To me that's a strong indicator that hunter interest is waning.


----------



## Capt. Marcus Canales (Aug 25, 2005)

Ever think mother nature may have a little to do with it? I read several pieces by DU and other big duck groups talkimg about migration patterns and rain in other parts of the country playing a big factor for yall and us down south.

Who knows, to be honest. Time will tell.

formally known as "osoobsessed"
Www.baffinbayrodandgun.com


----------



## DUKFVR (Aug 19, 2004)

I hope you are wrong Goose lover, but I am starting to feel the same way. Like stated earlier if the birds aren't here soon it is gonna be a really tough year & could tell the future migration pattern here or lack of.I know up in the Coleman area we aren't seeing any kind of numbers of ducks and normally by this time the ponds on our ranch are getting hit hard. Drove back last weekend & saw very few birds from Coleman to Houston.


----------



## JFolm (Apr 22, 2012)

Over here east of Galveston bay we have been shooting ducks. There's my report.


----------



## dknut (Jul 18, 2006)

Lots of ducks in Eagle Lake/Garwood. Just as many guides and hunters too. 
Two bird picking operations as well. 


Sent from my iPhone using Tapatalk


----------



## Pocketfisherman (May 30, 2005)

4thbreak said:


> Last year everything was behind , and this year it seems even more so. If its thanksgiving and we haven't gotten our good push of snows, then I might start to worry. We have all the water right now to make things great. Plenty of spots for geese to roost, but just mostly specks like its October. These pacific fronts aren't going to get the job done anytime soon unless something changes.

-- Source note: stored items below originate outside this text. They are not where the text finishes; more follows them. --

PR #403, opened 2025-09-04
Add command to delete obsolete Dependabot files

erikgb:
Since we are now migrating to Renovate.


modules/repository-base/01_mod.mk
```diff
@@ -34,6 +34,8 @@ else
 ## Generate base files in the repository
 ## @category [shared] Generate/ Verify
 generate-base:
+	# TODO(erikgb): Remove; just a temporary command to clean out Dependabot files
+	rm -f ./.github/dependabot.yaml $(repository_base_dependabot_dir)/.github/dependabot.yaml
```
ThatsMrTalbot, line 38: repository_base_dependabot_dir will be the one vendored inside make? This should automatically be cleaned up by klone I believe

PR #406, opened 2025-09-05
Disable Renovate for github.com/inteon/go-licenses dependency

erikgb:
This should make Renovate take the dependency out of https://github.com/cert-manager/makefile-modules/pull/401 and allow it to be merged.


inteon (commented):
/approve
/lgtm

PR #407, opened 2025-09-06
Enable Renovate vulnerability alerts

erikgb:
I want to see how this works, and eventually consider enabling it for our release branches.


erikgb:
It seems like Renovate requires read access to dependabot alerts to make this work, ref. https://docs.renovatebot.com/configuration-options/#vulnerabilityalerts. And this is currently not a permission granted to the Octo STS App, ref. https://github.com/octo-sts/app/blob/3b34e02d9873acd86406d47341635ef5b898b149/README.md#octo-sts-github-permissions.

PR #455, opened 2025-10-29
Make OCI platforms configurable per OCI build target

inteon:
depends on https://github.com/cert-manager/makefile-modules/pull/457

Allows us to configure `oci_image1_platforms` and `oci_image2_platforms` separately.

### DIFF
--- a/modules/oci-build/01_mod.mk
+++ b/modules/oci-build/01_mod.mk
@@ -17,47 +17,54 @@ $(bin_dir)/scratch/image:
 
 .PHONY: $(oci_build_targets)
 ## Build the OCI image.
+## - oci-build-$(build_name) = build the oci directory (multi-arch)
+## - oci-build-$(build_name)__local = build the oci directory (local arch: linux/$(HOST_ARCH))
 ## @category [shared] Build
 $(oci_build_targets): oci-build-%: | $(NEEDS_KO) $(NEEDS_GO) $(NEEDS_YQ) $(NEEDS_IMAGE-TOOL) $(bin_dir)/scratch/image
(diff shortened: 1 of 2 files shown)


wallrj-cyberark:
> Allows us to configure oci_image1_platforms and oci_image2_platforms separately.

Why would we need to do that? cert-manager project has multiple images, but they're all built for the same set of platforms. Is it necessary for one of the csi projects?

modules/oci-build/01_mod.mk
```diff
@@ -17,47 +17,54 @@ $(bin_dir)/scratch/image:
...
 	KO_GO_PATH=$(GO) \
-	LDFLAGS="$(go_$*_ldflags)" \
-	$(KO) build $(go_$*_mod_dir)/$(go_$*_main_dir) \
-		--platform=$(oci_platforms) \
-		$(oci_$*_build_args) \
-		--oci-layout-path=$(oci_layout_path_$*) \
-		--sbom-dir=$(CURDIR)/$(oci_layout_path_$*).sbom \
+	LDFLAGS="$(go_$a_ldflags)" \
+	$(KO) build $(go_$a_mod_dir)/$(go_$a_main_dir) \
+		--platform=$(if $(is_local),linux/$(HOST_ARCH),$(oci_$a_platforms)) \
```
wallrj-cyberark: Don't mac users prefer to use `darwin` for local stuff? I can't remember. 
I think `--platform=""` has the same effect BTW. It causes `ko` to build only for your local platform.
I used that here: https://github.com/jetstack/jetstack-secure/blob/master/hack/ark/test-e2e.sh#L50, but admittedly, I don't think that script has ever been tried by a mac user.

PR #312, opened 2025-07-30
Simplify GCI golangci-lint config with localmodule

erikgb:
This PR simplifies the golangci-lint override config by taking advantage of a relatively new (last year) feature in the GCI linter: `localmodule`, avoiding the complex yq template syntax currently used.

PR #468, opened 2025-11-01
Simplify GCI golangci-lint config with localmodule

erikgb:
This is a (slightly modified) cherry-pick of https://github.com/cert-manager/makefile-modules/pull/312, which was later reverted in https://github.com/cert-manager/makefile-modules/pull/328. The missing piece was setting the `custom-order` setting to `true`, ref. https://golangci-lint.run/docs/formatters/configuration/#gci.

I have tested this again with golangci-lint 2.6.0, and it works now. And it seems like the `golangci-lint run --fix` proposed in https://github.com/cert-manager/makefile-modules/pull/467 requires us to use `localmodule` instead of `prefix` to do the right thing.

### DIFF
--- a/modules/go/.golangci.override.yaml
+++ b/modules/go/.golangci.override.yaml
@@ -70,10 +70,11 @@ formatters:
   enable: [ gci, gofmt ]
   settings:
     gci:
+      custom-order: true
       sections:
         - standard # Standard section: captures all standard packages.
         - default # Default section: contains all imports that could not be matched to another section type.
-        - prefix({{REPO-NAME}}) # Custom section: groups all imports with the specified Prefix.
+        - localmodule # Local module section: contains all local packages. This section is not present unless explicitly enabled.
         - blank # Blank section: contains all blank imports. This section is not present unless explicitly enabled.
         - dot # Dot section: contains all dot imports. This section is not present unless explicitly enabled.
   exclusions:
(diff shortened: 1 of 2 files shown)


inteon:
@erikgb this results in a LARGE diff in the cert-manager/cert-manager repo.

erikgb:
> > @erikgb this results in a LARGE diff in the cert-manager/cert-manager repo.
> 
> Ok, that's unfortunate. According to my testing, this should not be the case. Let me take a look.

I notice a diff, but only one diff in the main module of cert-manager, where `localmodule` now takes precedence over `dot`. The diff in the dedicated Go modules like cmd and test modules appears correct to me, as `localmodule` and `prefix(github.com/cert-manager/cert-manager)` don't always mean the same.

Should we revert this, @inteon? I would prefer keeping it, but I am also OK with a revert.

erikgb:
This was discussed in today's stand-up, where @SgtCoDFish, @ThatsMrTalbot, and @mladen-rusev-cyberark were present.

I want to know if we should roll forward or roll back this? Changing the import order to avoid the "templating" of the golangci-lint config is a one-time change, which can now be automated with the improved `fix-golangci-lint` makefile-modules target (ref. https://github.com/cert-manager/makefile-modules/pull/467).

We discussed this a bit, and none raised concern with a one-time change of the imports order/grouping. I will create a PR to "manually self-upgrade" in cert-manager. If this PR is approved and merged, we will move forward with this change. If not, I will ensure that we revert this change. CC: @inteon

PR #469, opened 2025-11-02
Disable modernize omitzero analyzer for now

erikgb:
This new analyzer generates a lot of new lint errors across our projects, and I think we need some time to discuss how to move forward with this.

See https://github.com/cert-manager/approver-policy/pull/739#issuecomment-3476839550 for context.


inteon:
@erikgb I think the linter is very useful and we can fix the linter without making breaking changes (eg. dropping omitempty instead of replacing it with omitzero). WDYT?

PR #605, opened 2026-05-02
fix(helm): changing default test path for helm-unittest

hjoshi123:
helm-unittest has a default path of `tests/*.yaml` but that doesn't enable us to us different directories to structure our tests. This PR changes it to `tests/**/*.yaml`. Being a glob pattern it also matches `tests/*.yaml.` The same change will be done in cert-manager `ci.mk` to mimic makefile-modules.


erikgb (commented):
/lgtm
/approve

Makes sense!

I was in the deer blind this passed Saturday AM (Mills county) and heard a huge flyover moving south right at sunrise. It took them 4-5 minutes to completely fly over, huge area of many formations.


----------



## Live_Flyway_Action (Dec 3, 2013)

A lot of people didn't get out for the opener also with the weather being so rough lately. I bet things pick right back up soon


----------



## daddyeaux (Nov 18, 2007)

Ok, my take on this. 
First we have been in a drought for the last 4 or 5 years. That had a major affect on the wetlands in Texas. Rice farmers were restricted to first crop water only. Duck hunters got no extra water for ponds. And a lot of natural wetland dried up. The birds take notice of this and adjust their flight path accordingly.
I think this will change back to normal with a couple good wet winters, as the birds will take notice again.
Second, it takes some really cold up north to push the birds down in mass numbers and that hasn't happened yet.
Third, and probably catch some flack over this one, is that the more wetlands and habitat that DU creates up north hurts the hunters on the coast. If we have a mild winter and the duck and geese have ample food and water up north of here, why come to the coast. I am a member of DU and Delta, but I firmly believe DU is hurting the coastal hunting.


----------



## BigTim (Dec 3, 2006)

daddyeaux said:


> Ok, my take on this.
> First we have been in a drought for the last 4 or 5 years. That had a major affect on the wetlands in Texas. Rice farmers were restricted to first crop water only. Duck hunters got no extra water for ponds. And a lot of natural wetland dried up. The birds take notice of this and adjust their flight path accordingly.
> I think this will change back to normal with a couple good wet winters, as the birds will take notice again.
> Second, it takes some really cold up north to push the birds down in mass numbers and that hasn't happened yet.
> Third, and probably catch some flack over this one, is that the more wetlands and habitat that DU creates up north hurts the hunters on the coast. If we have a mild winter and the duck and geese have ample food and water up north of here, why come to the coast. I am a member of DU and Delta, but I firmly believe DU is hurting the coastal hunting.


X2...

...as rice production on the coast has fallen off, it has risen in Arkansas. They are making a strong effort up there to hold the birds in that state, as well as Oklahoma and Kansas.


----------



## Rack Ranch (May 25, 2004)

You can't find another place to stick a blind in the Aransas Pass/Rockport area. My little honey hole used to have one or two other hunters. This year there was a blind placed on my spot and another 300 yards away. Opening morning of teal season it looked like black Friday at Wal-Mart...Duck hunting is alive and well down here.


----------



## G K Chambers (Aug 12, 2005)

At the present time it's 21 in Churchill. It's 45 in Saskatoon. In Minot it's 46.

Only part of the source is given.